On Complexity And Goodness
While browsing around on Amazon.com for more books to read on simplicity/complexity, the pleasant memory of reading Dan Ward’s terrific little book, “The Simplicity Cycle“, somehow popped into my head. Since it has been 10 years since I read it, I decided to dig it up and re-read it.
In his little gem, Dan explores the relationships between complexity, goodness, and time. He starts out by showing this little graph, and then he spends the rest of the book eloquently explaining movements through the complexity-goodness space.
First things first. Let’s look at Mr. Ward’s parsimonious definitions of system complexity and goodness:
Complexity: Consisting of interconnected parts. Lots of interconnected parts equal high degree of complexity. Few interconnected parts equal a low degree of complexity.
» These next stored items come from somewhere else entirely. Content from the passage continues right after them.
PR #498, opened 2025-03-05
Fix invalid argument

ahcorde:
Partially addresses some of the failing tests in https://github.com/ros2/rmw_zenoh/issues/481. Specifically those that expect creation of pub.


ahcorde:
already fixed here https://github.com/ros2/rmw_zenoh/pull/498

PR #500, opened 2025-03-05
Fixed windows warning

ahcorde:


rmw_zenoh_cpp/src/detail/rmw_subscription_data.cpp
```diff
@@ -505,10 +505,10 @@ void SubscriptionData::add_new_message(
       msg->attachment.sequence_number() -
       last_known_pub_it->second);
     if (seq_increment > 1) {
-      const size_t num_msg_lost = seq_increment - 1;
+      const int64_t num_msg_lost = seq_increment - 1;
       events_mgr_->update_event_status(
         ZENOH_EVENT_MESSAGE_LOST,
-        num_msg_lost);
+        static_cast<int32_t>(num_msg_lost));
```
Yadunund: The truncation here from the static_cast can lead to UB if `num_msg_lost` is greater than `INT32_MAX`. It's unlikely that we'll ever have those many lost messages but it's probably better if we can avoid such patterns since we're fixing the implementation here.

Goodness: Operational functionality or utility or understandability or design maturity or beauty.
Granted, these definitions are just about as abstract as we can imagine, but (always) remember that context is everything:
The number 100 is intrinsically neither large nor small. 100 interconnected parts is a lot if we’re talking about a pencil sharpener, but few if we’re talking about a jet aircraft. – Dan Ward
When we start designing a system, we have no parts, no complexity (save for that in our heads), no goodness. Thus, we begin our effort close to the origin in the complexity-goodness space.
As we iteratively design/build our system, we conceive of parts and we connect them together, adding more parts as we continuously discover, learn, employ our knowledge of, and apply our design expertise to the problem at hand. Thus, we start moving out from the origin, increasing the complexity and (hopefully!) goodness of our baby as we go. The skills we apply at this stage of development are “learning and genesis“.
At a certain point in time during our effort, we hit a wall. The “increasing complexity increases goodness” relationship insidiously morphs into an “increasing complexity decreases goodness” relationship. We start veering off to the left in the complexity-goodness space:
Many designers, perhaps most, don’t realize they’ve rotated the vector to the left. We continue adding complexity without realizing we’re decreasing goodness.
We can often justify adding new parts independently, but each exists within the context of a larger system. We need to take a system level perspective when determining whether a component increases or decreases goodness. – Dan Ward
Once we hit the invisible but surely present wall, the only way to further increase goodness is to somehow start reducing complexity. We can do this by putting our “learning and genesis” skills on the shelf and switching over to our vastly underutilized “unlearning and synthesis” skills. Instead of creating and adding new parts, we need to reduce the part count by integrating some of the parts and discarding others that aren’t pulling their weight.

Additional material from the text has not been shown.